Required work
Select, from the data, each line where "behaviour" occurs.

Input records
PR #7050, opened 2020-09-21
 [Parent Portal] from IBIS

### LINKED ISSUE #7366: Participant Portal
Different version of this already exist on different project but it would be nice to consolidate this feature into the loris core and have all participant-concerns displayed in one participant facing page.

This module can work with the survey module and the e-consent module (#7363) to display tasks the participant needs to do and tasks that are already done

any other participant data can go in there too

kongtiaowang:
## Brief summary of changes

add the parent portal form IBIS

Sep-17-2020 13-19-09

Add a new candidate, then create an instrument for this new user.
Go to survey account module, click the parentID link to load this module.


php/libraries/Candidate.class.inc
```diff
@@ -323,7 +325,23 @@ class Candidate implements \LORIS\StudyEntities\AccessibleResource
         // Return the new CandID
         return $candID;
     }
-
+    /**
+     * Generate a ParentID for a candidate
```
zaliqarosli, line 329:
```suggestion
     * Generate an ID for a candidate with given type
```

php/libraries/Candidate.class.inc
```diff
@@ -323,7 +325,23 @@ class Candidate implements \LORIS\StudyEntities\AccessibleResource
...
+     *
+     * @param string $IDtype  likes Parent
```
zaliqarosli, line 331:
```suggestion
     * @param string $IDtype  a string that describes the ID to be generated, and is prepended to 'ID' i.e. "Parent" to generate a ParentID
```

php/libraries/Candidate.class.inc
```diff
@@ -323,7 +325,23 @@ class Candidate implements \LORIS\StudyEntities\AccessibleResource
...
+     *
+     * @return string $randid likes Parent23456
```
zaliqarosli, line 333:
```suggestion
     * @return string $randid the randomly generated ID with $IDtype prefix i.e. Parent23456
```

php/libraries/Candidate.class.inc
```diff
@@ -323,7 +325,23 @@ class Candidate implements \LORIS\StudyEntities\AccessibleResource
...
+     * @throws DatabaseException
+     */
+    function _generateID(string $IDtype): string {
```
zaliqarosli, line 336: perhaps a ParentIDGenerator class can be created that extends SiteIDGenerator or IdentifierGenerator class. and then in the createNew() method above, you can call `$parentID = (new \ParentIDGenerator())->generate();`. this would be in line with how CandIDs, PSCIDs and ExternalIDs are currently being generated.

Here's an example of how I did it for QPN (I copied the PSCIDGenerator and ExternalIDGenerator classes): https://github.com/aces/QPN/blob/master/libraries/PatientIDGenerator.php

zaliqarosli (changes requested):
good so far! some minor changes, and one big one (how PatientIDs are generated). I also think that as part of this PR, we should hide the 'Email' column of surveyAccountsIndex but keep it filterable (because emails can potentially be identifying information)

kongtiaowang:
to restart Travis

php/libraries/Candidate.class.inc
```diff
@@ -9,6 +9,7 @@
 use LORIS\StudyEntities\Candidate\CandID;
 use LORIS\StudyEntities\Candidate\EntityType;
 use LORIS\StudyEntities\Candidate\Sex;
+use LORIS\StudyEntities\Candidate\ParentIDGenerator;
```
zaliqarosli, line 12: not sure if the ParentIDGenerator should be classed within StudyEntities. I think it makes sense for ParentID to be a candidate study entity, but not the generator itself

php/libraries/ParentIDGenerator.php
```diff
@@ -0,0 +1,55 @@
...
+ *
+ * PHP Version 7
+ *
+ * @category Main
+ * @package  LORIS
+ * @author   Shen Wang <wangshen.mcin@gmail.com>
+ * @license  http://www.gnu.org/licenses/gpl-3.0.txt GPLv3
+ * @link     https://www.github.com/aces/Loris/
+ */
+namespace LORIS\StudyEntities\Candidate\ParentIDGenerator;
```
zaliqarosli, line 13: i guess instead of creating this namespace, this ParentIDGenerator class would `use \LORIS\StudyEntities\Candidate\ParentID`

php/libraries/ParentIDGenerator.php
```diff
@@ -0,0 +1,55 @@
...
+ *
+ * PHP Version 7
+ *
+ * @category Main
+ * @package  LORIS
+ * @author   Shen Wang <wangshen.mcin@gmail.com>
+ * @license  http://www.gnu.org/licenses/gpl-3.0.txt GPLv3
+ * @link     https://www.github.com/aces/Loris/
+ */
+class ParentIDGenerator extends \CandIDGenerator
```
zaliqarosli, line 26: i don't think the ParentIDGenerator should be extending the CandIDGenerator and call its generate() method because that method checks for whether a certain randomly generated CandID already exists in the databases. The ParentID is separate to the CandID and should not be dependent on it at all

php/libraries/ParentIDGenerator.php
```diff
@@ -0,0 +1,55 @@
...
+    /**
+     * Creates a new ParentID.
+     *
+     * @return string The new identifier.
+     */
+    public function generateParentID(): string
+    {
+        //  $generator = new \CandIDGenerator();
+        $candID = parent::generate();
+        return $this->prefix.(string)$candID;
```
zaliqarosli, line 52: i dont like this ... the ParentID shouldn't have anything to do with the CandID. are you essentially using the CandIDGenerator to utilize the fact that it creates a 6 digit number?

zaliqarosli: i think we should leave the pattern/sequence of the ParentID to be configurable by the project by supplying it in config.xml:

```
        <ParentID>
            <generation>random</generation>
            <structure>
                <seq type="static">PARENT</seq>
                <seq type="numeric" length="6" min='100000' max='999999'/>
            </structure>
        </ParentID>
```

zaliqarosli: doing this will allow you to have a very simple ParentIDGenerator that looks like this:

```
class ParentIDGenerator extends SiteIDGenerator
{
    /**
     * Generates ParentIDs.
     *
     * @param ?string $prefix The site prefix to prepend to the ID value.
     *
     * @return void
     */
    public function __construct(?string $prefix = null)
    {
        $this->kind = 'ParentID';
        parent::__construct($prefix);
    }
}
```

calling ParentIDGenerator->generate() would just call the SiteIDGenerator generate() method which utilizes the IdentifierGenerator abstract class's createNewID() method

zaliqarosli (changes requested):

php/libraries/Candidate.class.inc
zaliqarosli: i think you can create a LORIS\StudyEntities\Candidate\ParentID class that looks exactly like LORIS\StudyEntities\Candidate\CandID, extending the ValidatableIdentifier abstract class, and specififying `return 'ParentID'` within the getType() method

driusan:
I don't understand the reasoning behind reactifying the parent portal.. isn't the parent portal for subjects doing data entry on their own computer?  How do you know they haven't disabled javascript or installed some other plugin that will interfere with this? Plain HTML seems like it would be much safer.

zaliqarosli:
hey @driusan the parent portal isn't actually used for data entry, thats the new survey module. the parent portal is essentially just a table listing the surveys the parents can fill out, with links to the survey. i don't see an issue with this module being reactified, especially given that we're are reactifiying all of loris, i don't see why we would leave this module out. also, the new survey module that IBIS and QPN are using is reactified so the ship has kind of already sailed on that.

I just feel like we may be creating double to work if we review and test this PR as plain html, to only then reactify it in the future. when we can just accept the already reactified code now. what do you think?

kongtiaowang:
rebase

kongtiaowang:
This PR is out of date.

kongtiaowang:
replace by participant portal

Issue #7002, opened 2020-09-07
[Document Repository] Unable to edit an uploaded file 


jftunteng:
**Describe the bug**
Getting an error (screenshot below)  when clicking 'edit' for a file that has already been uploaded. 
![doc repo error ](https://user-images.githubusercontent.com/22081216/92416464-9beb5380-f12b-11ea-8ce9-6213273cbe3d.png)

driusan:
What does the apache error log say?

PR #7056, opened 2020-09-23
[Document Repository]  fix Unable to edit an uploaded file issue #7002

kongtiaowang:
## Brief summary of changes
fixing the file id method and handle put method to edit a file.
upload a file and edit it. 

Sep-23-2020 12-49-34

https://github.com/aces/Loris/issues/7002

### DIFF
--- a/modules/document_repository/php/files.class.inc
+++ b/modules/document_repository/php/files.class.inc
@@ -62,9 +62,7 @@ class Files extends \NDB_Page
         case "POST":
             return $this->uploadDocFile($request);
         case "PUT":
-            $tmp = $request->getBody();
-            $arr = (array)json_decode($tmp);
-            return $this->editDocFile($arr);
+            return $this->editDocFile($request);
         case "DELETE":
             $id = basename($request->getUri()->getPath());
             $this->deleteFile($id);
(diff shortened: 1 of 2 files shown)


laemtl (approved):

modules/document_repository/php/files.class.inc
```diff
@@ -62,17 +62,25 @@ class Files extends \NDB_Page
...
             $this->deleteFile($id);
             return (new \LORIS\Http\Response\JSON\OK(
                 ['message' => 'File deleted.']
             ));
         case "GET":
-            $filename   = urldecode(basename($request->getUri()->getPath()));
+            $filename = urldecode(basename($request->getUri()->getPath()));
+            if (is_numeric($filename)) {
+                return (new \LORIS\Http\Response())
+                    ->withHeader("Content-Type", "text/plain")
```
driusan, line 76: I don't understand what this is trying to do.. what does the filename being numeric have to do with anything? What if it's not a plain text file?

kongtiaowang: @driusan I hope the URL will get two kinds of filenames.  [ id(number only) and filename ]
ex. "/document_repository/files/4" will return all the information of Upload Fields for edit_document. 
ex. "/document_repository/files/test.pdf" will return the PDF file.

driusan: Sorry for the delay in responding, but I don't think that's robust. What if someone uploads a file named "4"?

It would make more sense to have 2 different endpoints like `/document_repository/metadata/id` and `/document_repository/files/name` to handle the 2 different types of data being retrieved (though I don't have any opinions on if the first one should be by name or id.)

driusan (changes requested):

modules/document_repository/php/files.class.inc
kongtiaowang: " /document_repository/Files/meta/id" will return meta data for each file.
" /document_repository/Files/filename" will return the file.

kongtiaowang: I added a new endpoint to handle the meta data.  
" /document_repository/Files/meta/id" will return meta data for each file.
" /document_repository/Files/filename" will return the file.

cmadjar:
@driusan review please :)

PR #7058, opened 2020-09-23
[Candidate] Allow null Sex for scanner candidates

### LINKED ISSUE #6990: [Candidate parameter] Sibling link does not work
**Describe the bug**
Make sure `Use family ID` is set to true in the configuration module. Access the profile of candidate DCC090 and click on `Candidate Info`. Select the family tab and click on the link displayed for the CandID of the first sibling (284119): you get the `This page is not working` page.  This might be an error with the way RB data is set up or a genuine bug. TBD.

CamilleBeau:
## Brief summary of changes

Currently, the default value for "Sex" when a scanner is created is NULL. This causes an error when the candidate profile is visited from the family tab (as described in issue #6990). This PR makes it so that a Sex value is not required when selecting a Candidate to accommodate these Scanner candidates.

1. Make sure that you can visit the candidate profile of a candidate with entity type `scanner`
2. Follow the procedure in the description of https://github.com/aces/loris/issues/6990 and make sure that you do not encounter the error.

* Resolves #6990

### DIFF
--- a/php/libraries/Candidate.class.inc
+++ b/php/libraries/Candidate.class.inc
@@ -102,7 +102,7 @@ class Candidate implements \LORIS\StudyEntities\AccessibleResource
         foreach ($row as $key=>$value) {
             switch ($key){
             case 'Sex':
-                $this->candidateInfo[$key] = new Sex($value);
+                $this->candidateInfo[$key] = empty($value) ? null : new Sex($value);
                 break;
             case 'EntityType':
                 $this->candidateInfo[$key] = new EntityType($value);


maltheism (approved):

driusan:
I don't think this is supposed to be the case. The options for Sex in the candidate table are "enum('Male','Female','Other')". Aren't scanners supposed to be 'Other'? (@cmadjar @nicolasbrossard ?)

cmadjar:
Right. I believe Sex = Other is (or should be) used for Scanners.

nicolasbrossard:
@driusan @cmadjar I think `Other` is misleading in the sense that it suggests that the entity is human and has a sex but it's neither `Male` nor `Female`. If `Other` is strictly reserved for scanners, then why not label it something like `N/A (scanner)`?

driusan:
My understanding is that the options map directly from the (required) DICOM PatientSex column where scanners are classified as "O"(ther).

nicolasbrossard:
@driusan Right. Maybe change the label (not the enum value itself) to 'Other (scanner)'? Just to emphasize that when you select 'Other' you are not going to get any humans.

CamilleBeau:
Are we decided on changing the "other" label for sex to "Other (scanner)" for scanners and continuing to not allow null sex?

driusan:
No, I don't think "Other (scanner)" makes sense. "Other" does not mean it's a scanner, it means it's not Male or Female. (which happens to include scanners.)

CamilleBeau:
> No, I don't think "Other (scanner)" makes sense. "Other" does not mean it's a scanner, it means it's not Male or Female. (which happens to include scanners.)

@driusan So is the action plan be to leave it as other, and change the sex of Scanners to "Other" instead of null so that it can still be mapped from DICOM PatientSex column?

driusan:
@CamilleBeau I don't understand the question. Is that already the behaviour that this PR is trying to change it from?

Sorry for the delay in responding.

CamilleBeau:
> @CamilleBeau I don't understand the question. Isn't that already the behaviour that this PR is trying to change it from?

No this PR is working off of scanners having "null" as sex. I'm just a bit unclear of where we want to go with this based on the conversation in this PR. Do we want scanners to have "null", "other", or a unique scanner sex?

driusan:
I think "Other", but maybe it's worth holding off until an imaging meeting.

CamilleBeau:
> I think "Other", but maybe it's worth holding off until an imaging meeting.

Ok that sounds good! I'll check in with this soon then.

CamilleBeau:
@driusan Has an imaging meeting happened yet to give more insight on this?

driusan:
As far as I know there hasn't been one yet.

cmadjar:
Will be discussed on Friday. @CamilleBeau let me know if you want to join regarding this bit.

PR #7070, opened 2020-09-28
[API] Adding files in the docker container for API integration tests 

spell00:
## Brief summary of changes

The integration test for the GET request to download an image had to be skipped because the docker container don't have the data in `/data-raisinbread`.

The data is not available during Travis checks, so empty files are added and, during Travis checks, are moved to where the data should be to run the integration tests that assert the files can be downloaded with the API.

* Resolves #6907


spell00:
The changes I propose in this PR don't work with Travis because the raisinbread data is not included. The only solution I could see would be to have the data for these endpoints stored somewhere where they can be downloaded. The instructions to download them could be encrypted as here: https://docs.travis-ci.com/user/encrypting-files/ and added in the git repo. It would then be decrypted when Travis is run, then the instructions it contains would be used to download the secured data.

docker-compose.yml
```diff
@@ -8,6 +8,7 @@ services:
         BASE_DIR: /app/
     volumes:
       - ./test/mysql-config:/etc/mysql/conf.d
+      - ./raisinbread/test/data-raisinbread/:/data-raisinbread
```
kongtiaowang, line 11: this line is not necessary.

docker-compose.yml
```diff
@@ -16,6 +17,7 @@ services:
     image: selenium/standalone-firefox-debug:3.8.1-aluminum
     volumes:
       - /dev/shm:/dev/shm
+      - ./raisinbread/test/data-raisinbread/:/data-raisinbread
```
kongtiaowang, line 20: This line is not necessary.

docker-compose.yml
```diff
@@ -53,6 +56,7 @@ services:
       dockerfile: Dockerfile.test.php7
     volumes:
       - ./:/app
+      - ./raisinbread/test/data-raisinbread/:/data-raisinbread
```
kongtiaowang, line 59: This line is not necessary.

kongtiaowang (changes requested):

test/unittests/BreadcrumbTrailTest.php
```diff
@@ -44,21 +44,35 @@ protected function setUp(): void
     /**
      * Test __toString() returns correct string
      * TODO: Add potential edge cases (such as white space)
+<<<<<<< 334ece634082b9b39992f74814a5fb21fa9ecf51
```
kongtiaowang, line 47: These files have confilcts, you need to fix them.

kongtiaowang (changes requested):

Task result
@CamilleBeau I don't understand the question. Is that already the behaviour that this PR is trying to change it from?
> @CamilleBeau I don't understand the question. Isn't that already the behaviour that this PR is trying to change it from?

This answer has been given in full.